I know that for many people there’s no substitute for more episodes but, if you are left wanting more, then I genuinely urge you to go to the excellent oldbaileyonline.org website and have a browse.  It’s so easy to use – just pop Garrow’s name into the search engine and browse the cases.  John Beattie’s scholarly article about Garrow, John Hostettler’s biography of Garrow and the Garrow Soceity website http://www.garrowsociety.org are all great additional resources. Also, I can’t recommend strongly enough the book The Bar and the Old Bailey by Allyson May – it’s a really detailed account of the Bar around Garrow’s time and is full of great information.

Many people have been so helpful to me that I’d be here all day if I listed them all but I’d like to give special thanks to oldbaileyonline and Prof Tim Hitchcock, and the Librarian and staff at Lincoln’s Inn library who have been so great in helping me dig out obscure and dusty volumes of cases. Also, I’d like to thank the producers of the show, TwentyTwenty television and writer Tony Marchant – it’s their attention to detail that makes the magic. And the actors too, Andy, Aiden, Alun, Lyndsy, Rupert, Michael…  OK I’ll be here all day!

Thanks also to everyone that watched the show and came on this site to find out more. The whole reason I put information up here was because I wanted people to have a sense of the real cases that inspired the show. When I started, I wasn’t sure if people would be interested, but with close to 60,000 visitors, I’m delighted it’s been popular.
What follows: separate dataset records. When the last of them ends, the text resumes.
PR #18648, opened 2022-01-18
Fix session timeouts in overlay session

### LINKED ISSUE #18538: Fix page overlay sidebar authentication failure

sgiehl:
### Description:

As commented in #18569:

> I tried to reproduce the issue for a while, but wasn't able to with my normal setup. So I started to have some deeper thoughts about this issue. I excluded a possible browser bug, so it needed to be something within Matomo that let's the browser struggle with the session cookie.
> 
> So I took a closer look at the requests that are sent by the Overlay. All requests that are sent to `index.php` are actually setting the session cookie. But there is one big difference those requests are having.
> We have a special handling for the `samesite` cookie attribute implemented for all requests that are going to the Overlay module:
> https://github.com/matomo-org/matomo/blob/9873cb71e66be0f80839c76e923c3b866dd23b46/core/Session.php#L166-L183
> 
> The overlay page is sending multiple requests to the API. Such requests are actually setting the value to `lax`, while the requests  going to the overlay module are setting the value to `none`.
> 
> That wasn't a problem in my setup as the tracked url and matomo were both running on the same domain. So I set up another vhost to have different urls for matomo and the tracked site. Using this set up it was easy to reproduce the problem.
> 
> So the problem actually is that depending on the request that last finished, before the `notifyParentIframe` request is sent, the samesite attribute is set to `lax` or `none`. With `none` everything works fine, but if the attribute is `lax` the iframe can't access the cookie, so it is not sent with the request, causing a new session to be started.

This fix actually checks if the referrer contains `module=Overlay` to set the `samesite=none` for those requests as well. This should properly work unless the referrer gets blocked for some reason.
An alternative would be to send some kind of magic parameter with all requests that are sent by the overlay, so we can check for that parameter.

While testing that I also saw, that the Overlay was sending a request to `API.getPagesComparisonsDisabledFor`, which is not needed, so I added the Overlay module to the exclude list for that.

@tsteur I have targeted the `next_release` branch as it might be nice to include that fix maybe. If you think it's to risky, feel free to change the milestone and I'll rebase the branch to `4.x-dev` instead.

fixes #18538
replaces #18569

### Review


core/Session.php
```diff
@@ -171,9 +171,12 @@ public static function getSameSiteCookieValue()
         $module = Piwik::getModule();
         $action = Piwik::getAction();
 
+        $referrerUrlQuery = parse_url(Url::getReferrer() ?? '', PHP_URL_QUERY);
+        $comingFromOverlay = $referrerUrlQuery && strpos($referrerUrlQuery, 'module=Overlay') !== false;
+
         $isOptOutRequest = $module == 'CoreAdminHome' && $action == 'optOut';
         $isOverlay = $module == 'Overlay';
-        $shouldUseNone = !empty($general['enable_framed_pages']) || $isOptOutRequest || $isOverlay;
+        $shouldUseNone = !empty($general['enable_framed_pages']) || $isOptOutRequest || $isOverlay || $comingFromOverlay;
```
tsteur: Haven't tested it but generally looks good. I wonder if there's any kind of security issue that you could get Matomo to use `None` just by setting any kind of referrer like `foobarmodule=Overlay`? I don't know what the request looks like and if we can further restrict / limit this to a specific module/action etc?

bx80 (approved):
Makes sense now that the sequence of the multiple API calls was the race condition combined with different same site values eventually affecting iframe cookie availability, great spot! :exploding_head:  :+1: 

This is a much cleaner fix than my approach of knobbling the new session cookie.

I've been doing all testing with a separate vhost/domain - with this fix applied I did 100 page overlay link clicks without issue, then switched the the 4.x-dev branch and got a session expired error within three clicks, back to the fix branch and another 50 link clicks without issue. So looks like it solves the issue well.

core/Session.php
bx80: I just tested adding `&foobarmodule=Overlay` to a random url and it forces `none`.

Maybe matching `&module=Overlay` instead of `module=Overlay` would prevent this?

sgiehl: @tsteur getting a same site none cookie was also possible before by sending a request to the overlay module.
But also using a parameter for this would have the same risk. Not sure if there is another solution. At least none I can think of right now.

tsteur: Which request is it that this change is needed for? 
Ideally we could do something like `$referrerUrlQuery && strpos($referrerUrlQuery, '&module=Overlay') !== false; && $module === '' && $action = ''` or `in_array($module, ...)`

sgiehl: I'll check that and add an allow list to the check, but we need to keep that in mind when changing the overlay later

sgiehl: I've added the check and moved it to the overlay plugin, so it's easier to find

plugins/Overlay/Overlay.php
```diff
@@ -37,4 +41,39 @@ public function getClientSideTranslationKeys(&$translationKeys)
...
+     * See https://github.com/matomo-org/matomo/pull/18648
+     */
+    public static function isOverlayRequest()
+    {
+        $module = Piwik::getModule();
+        $action = Piwik::getAction();
+        $method = Common::getRequestVar('method', '', 'string');
+
+        $isOverlay = $module == 'Overlay';
+        $referrerUrlQuery = parse_url(Url::getReferrer() ?? '', PHP_URL_QUERY);
```
tsteur: just to be safe we could additionally get the host of the referrer, and validate it's a valid host

plugins/Overlay/Overlay.php
```diff
@@ -37,4 +41,39 @@ public function getClientSideTranslationKeys(&$translationKeys)
...
+        $isPossibleOverlayRequest = (
+            $module === 'Proxy' // JS & CSS requests
+            || ($module === 'API' && 0 === strpos($method, 'Overlay.')) // Overlay API data
+            || ($module === 'CoreHome' && $action === 'getRowEvolutionPopover') // Row evolution
+            || ($module === 'CoreHome' && $action === 'getRowEvolutionGraph') // Row evolution (graph)
+            || ($module === 'CoreHome' && $action === 'saveViewDataTableParameters') // store chart changes (within row evolution & transitions)
+            || $module === 'Annotations' // required to interact with annotations in evolution charts (within row evolution)
+            || ($module === 'Transitions' && $action === 'renderPopover') // Transitions
+            || ($module === 'API' && 0 === strpos($method, 'Transitions.')) // Transitions API data
+            || ($module === 'Live' && $action === 'indexVisitorLog') // Visits Log
```
tsteur, line 69: is it actually needed for visits log, transitions and row evolution? Not sure I understand the issue right but would have thought that these requests aren't issued from within an iframe? i'm not too much into the problem though so feel free to ignore it.

tsteur (commented):
Added another comment to check. Will also create an issue that we document how `Overlay` works technically as it's always a bit confusing and this might help understand things better.

plugins/Overlay/Overlay.php
sgiehl: The cookie is shared between the overlay page and the iframe. If you open the rowevolution the cookie would then be changed to samesite=lax and the iframe would loose access to it. It might not be required at that point but I wanted to avoid possible further regressions for any edge cases.

plugins/Overlay/Overlay.php
sgiehl: Added an additional check for valid hosts

tsteur: 👍

plugins/Overlay/Overlay.php
tsteur: Not sure what to do here. From a security point of view I would maybe rather remove them. I'm thinking for these UIs you could otherwise quite easily force a `None` samesite attribute by using a URL like `/index.php?module=Overlay&action=generalSettings&idSite=1&period=day&date=yesterday&module=CoreAdminHome`.

Not sure how big of an issue it is, maybe it would allow more attacks so would rather restrict it where possible.

Eventually could also check if `module` is twice in the URL etc but these things can get quite complicated and break things for users.

sgiehl: @tsteur I've improved the code a bit, so the query of the referrer is parsed. This at least ensures that the module parameter isn't provided twice...

plugins/Overlay/Overlay.php
```diff
@@ -37,4 +41,41 @@ public function getClientSideTranslationKeys(&$translationKeys)
...
+     */
+    public static function isOverlayRequest()
+    {
+        $module = Piwik::getModule();
+        $action = Piwik::getAction();
+        $method = Common::getRequestVar('method', '', 'string');
+
+        $isOverlay = $module == 'Overlay';
+        $referrerUrlQuery = parse_url(Url::getReferrer() ?? '', PHP_URL_QUERY);
+        parse_str($referrerUrlQuery, $referrerUrlQueryParams);
```
tsteur: not sure if it makes sense to use `UrlHelper::getArrayFromQueryString()` which we also use in other places? Probably not too important as it might do the same, just wondering for consistency

tsteur (commented):
Looks good. Be great though to add some tests to make sure eg when passing the Overlay parameter twice in the URL, that it behaves correctly as this is something that could break again in the future. Be great to add a few tests for `isOverlayRequest` (eg could make it `isOverlayRequest($module, $action, $method, $referrer)`  for better testability )

plugins/Overlay/Overlay.php
sgiehl: I guess it doesn't do the exactly same for parameter arrays, but should be fine to use that one as well. will change that

sgiehl:
@tsteur I've added a bunch of tests for the new method.

tsteur:
@sgiehl seems various other commits are included here? As the release might be today have to maybe target 4.x-dev after all?

sgiehl:
@tsteur Sorry I merged in 4.x-dev without thinking much about it. Rebased the branch so the changes aren't included anymore. Feel free to merge if needed or change the milestone and I can rebase to 4.x-dev again

tsteur:
@sgiehl I'll change the milestone 👍

sgiehl:
@tsteur changed the base to 4.x-dev. Should be ready for a last review now....

tsteur:
Looks good to me from a code perspective. @bx80 not sure if you can still easily reproduce the issue locally. If so, could you maybe also confirm it works?

bx80 (approved):
I retested clicking around the overlay repeatedly without encountering the original issue which is quickly apparent on 4.x-dev. The unit tests all pass. 

Might be outside the scope of this change, but on PHP8.1 the tests show a deprecation warning `PHP Deprecated:  strlen(): Passing null to parameter #1 ($string) of type string is deprecated in /var/www/matomo/core/UrlHelper.php on line 205` which is easily fixed by adding a null check to that line in UrlHelper:
```
if ($urlQuery === null || strlen($urlQuery) == 0) { 
```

And finally, I’d like to thank the BBC for commissioning the show over these past three years. I think that shows like Garrow’s Law are the BBC at its best.
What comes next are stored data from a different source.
PR #18653, opened 2022-01-19
add date, period params into common function

### LINKED ISSUE #18639: strtolower(): Argument #1 ($string) must be of type string, array given in Date.php
## First problem:

> Error: {"message":"strtolower(): Argument #1 ($string) must be of type string, array given","file":"\/core\/Date.php","line":1079,"request_id":"ba369","backtrace":" on \/core\/Date.php(1079)\n#0 \/core\/Date.php(1079): strtolower(Array)\n#1 \/core\/Period\/Range.php(255): Piwik\\Date->addPeriod(-29, Array)\n#2 \/core\/Period.php(131): Piwik\\Period\\Range->generate()\n#3 \/core\/Period\/Range.php(152): Piwik\\Period->getDateStart()\n#4 \/core\/Period\/Range.php(533): Piwik\\Period\\Range->getDateStart()\n#5 \/core\/Plugin\/Controller.php(502): Piwik\\Period\\Range::getRelativeToEndDate(Array, 'last30', Object(Piwik\\Date), Object(Piwik\\Site))\n#6 \/plugins\/MultiSites\/Controller.php(97): Piwik\\Plugin\\Controller->getGraphParamsModified()\n#7 \/plugins\/MultiSites\/Controller.php(37): Piwik\\Plugins\\MultiSites\\Controller->getSitesInfo(false)\n#8 [internal function]: Piwik\\Plugins\\MultiSites\\Controller->index()\n#9 \/core\/FrontController.php(619): call_user_func_array(Array, Array)\n#10 \/core\/FrontController.php(168): Piwik\\FrontController->doDispatch('MultiSites', 'index', Array)\n#11 \/core\/dispatch.php(32): Piwik\\FrontController->dispatch()\n#12

Happens on
* `/index.php?action=index&date=yesterday&idSite=1&module=MultiSites&period[]=day`

## Second problem

> Error: {"message":"urldecode(): Argument #1 ($string) must be of type string, array given","file":"\/core\/Date.php","line":138,"request_id":"83d50","backtrace":" on \/core\/Date.php(138)\n#0 \/core\/Date.php(138): urldecode(Array)\n#1 \/core\/Period.php(121): Piwik\\Date::factory(Array)\n#2 \/core\/Plugin\/Controller.php(644): Piwik\\Period::checkDateFormat(Array)\n#3 \/core\/Plugin\/Controller.php(616): Piwik\\Plugin\\Controller->setGeneralVariablesViewAs(Object(Piwik\\View), 'basic')\n#4 \/plugins\/MultiSites\/Controller.php(100): Piwik\\Plugin\\Controller->setGeneralVariablesView(Object(Piwik\\View))\n#5 \/plugins\/MultiSites\/Controller.php(37): Piwik\\Plugins\\MultiSites\\Controller->getSitesInfo(false)\n#6 [internal function]: Piwik\\Plugins\\MultiSites\\Controller->index()\n#7 \/core\/FrontController.php(619):

Happens on 
* `index.php?action=index&date[]=yesterday&idSite=1&module=MultiSites&period=day`

## Expected outcome

No fatal error

peterhashair:
### Description:

Fixes: #18639 

Extend `common:getRequestVar`, if type = null, but array passed, convert to string.

### Review


core/Common.php
```diff
@@ -574,6 +575,11 @@ public static function getRequestVar($varName, $varDefault = null, $varType = nu
             settype($value, $varType);
         }
 
+        if (is_array($requestArrayToUse[$varName])) {
+            $value = implode(",", $value);
+        }
```
sgiehl: I don't think that is a proper solution, as it might break other places, where we expect an array, but don't pass a type maybe.

peterhashair: @sgiehl right, I guess another solution is to do a name check, but that looks urgly. Or we update everyplace has common:getRequestVar('period') and common:getRequestVar('date').  sth like common:getRequestVar('date')->toString(). but normal an error notification expected to show, when the params is on wrong type.
```php
 if (is_array($requestArrayToUse[$varName]) && in_array($varName,['period', 'date']) ) {
            $value = implode(",", $value);
        }
```

sgiehl: We should avoid such special handling I would say. Personally I would prefer a method like `Piwik::getDate($default=null)` / `Piwik::getPeriod($default=null)`, that performs the `getRequestVar` correctly and use that everywhere. Like we have `Piwik::getModule()`
But maybe let's discuss that on #18639

core/Piwik.php
```diff
@@ -889,4 +889,22 @@ public static function translate($translationId, $args = array(), $language = nu
 
         return $translator->translate($translationId, $args, $language);
     }
+
+    public static function getPeriod($paramName = 'period', $default = false)
```
sgiehl: I guess there is no sense in making the paramName an parameter, as it is always `period`, and the method shouldn't be used for anything else. Also providing `null` as default makes more sense

```suggestion
    public static function getPeriod($default = null)
```

core/Piwik.php
```diff
@@ -889,4 +889,22 @@ public static function translate($translationId, $args = array(), $language = nu
...
+    {
+        $period = Common::getRequestVar($paramName, $default);
```
sgiehl:
```suggestion
        $period = Common::getRequestVar('period', $default, 'string');
```

Using that one, will automatically throw an exception if period is provided as an array and convert it to string otherwise. If at some point we don't want to throw and exception if the period is missing we can provide an empty string as default.

core/Piwik.php
```diff
@@ -889,4 +889,22 @@ public static function translate($translationId, $args = array(), $language = nu
...
+        if (is_array($period)) {
+            $period = implode(',', $period);
+        }
```
sgiehl: There is no need fo that special handling. If it's and array, it's fine if the `Common::getRequestVar` above throws and exception. As it is simply unsupported and was manually provided by the user. Concatenating would cause other issues later, which would need to handle again.

core/Piwik.php
```diff
@@ -889,4 +889,22 @@ public static function translate($translationId, $args = array(), $language = nu
...
+    }
+
+    public static function getDate($paramName = 'date', $default = false)
+    {
+        $date  = Common::getRequestVar($paramName, $default);
+        if (is_array($date)) {
+            $date = implode(',', $date);
+        }
+        return $date;
+    }
```
sgiehl: Same applies to that method.

sgiehl (changes requested):

core/Piwik.php
```diff
@@ -889,4 +889,14 @@ public static function translate($translationId, $args = array(), $language = nu
 
         return $translator->translate($translationId, $args, $language);
     }
+
+    public static function getPeriod($default = null)
+    {
+        return Common::getRequestVar('period', $default, 'string');
+    }
+
+    public static function getDate( $default = false)
```
sgiehl: The default should be null here as well

```suggestion
    public static function getDate($default = null)
```

core/Plugin/Controller.php
```diff
@@ -477,7 +477,7 @@ protected function getLastUnitGraphAcrossPlugins($currentModuleName, $currentCon
     protected function getGraphParamsModified($paramsToSet = array())
     {
         if (!isset($paramsToSet['period'])) {
-            $period = Common::getRequestVar('period');
```
sgiehl, line 480: Haven't had a closer look at the usage here. But we need to check everywhere we change that, that it might change the behavior. If no `vartype` is passed to `Common::getRequestVar` it simply returns `null` if the parameter can't be found in the request. The new methods are both passing `string` as `varType`, causing an exception if no default is provided.

peterhashair: @sgiehl that make sense. Would that works 
```php
  try {
     try {
            $period = isset($paramsToSet['period']) ?? Piwik::getPeriod();
        } catch (\Exception $e) {
            $period = null;
        }
```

Here are my best bits, please do feel free to share your own highlights!

My favourite moment of the series…. it’s a hard one but here’s my top three. The Zong case – this was one of the cases that I included in my original document about the show. When we brought it to screen in Episode 1, series 2 I was proud to be able to shine a light on this sad but important day in our legal history.

Moment two would be the Captain Baillie case, also series 2.  As I say in the interview for the DVD, when I found Baillie’s pamphlet, he’d written in the forward explaining why he was setting down his story – it was in the hope that the plight of the seamen would not be forgotten. I can’t tell you what a feeling it was to dig this up and help make Baillie’s wish come true, some 200 years later.

But, drum roll, best moment…. Garrow’s Law is, after all, a drama so for me, the moment that best captures it was the Jones and Jasker case where one man accuses his lover of sodomy to save himself. The acting, the writing, the case, for me, it all came together in this episode. Tears of sadness and of joy…. perfect sunday night viewing!

with best wishes, and thanks for your support

Mark

PS: OK, other favourite bit, this last series when Silvester is imagining he’s a judge and talks about how he’d make Garrow’s life a misery, sustaining every objection and making his life hell, within the strictures of the law of course!

 

30 Responses to Series 4 + my best bits!

  1. demurely1 says:

    Thanks for everything, Mark – especially bringing the whole idea to life! There are many very disappointed folk out here at the moment.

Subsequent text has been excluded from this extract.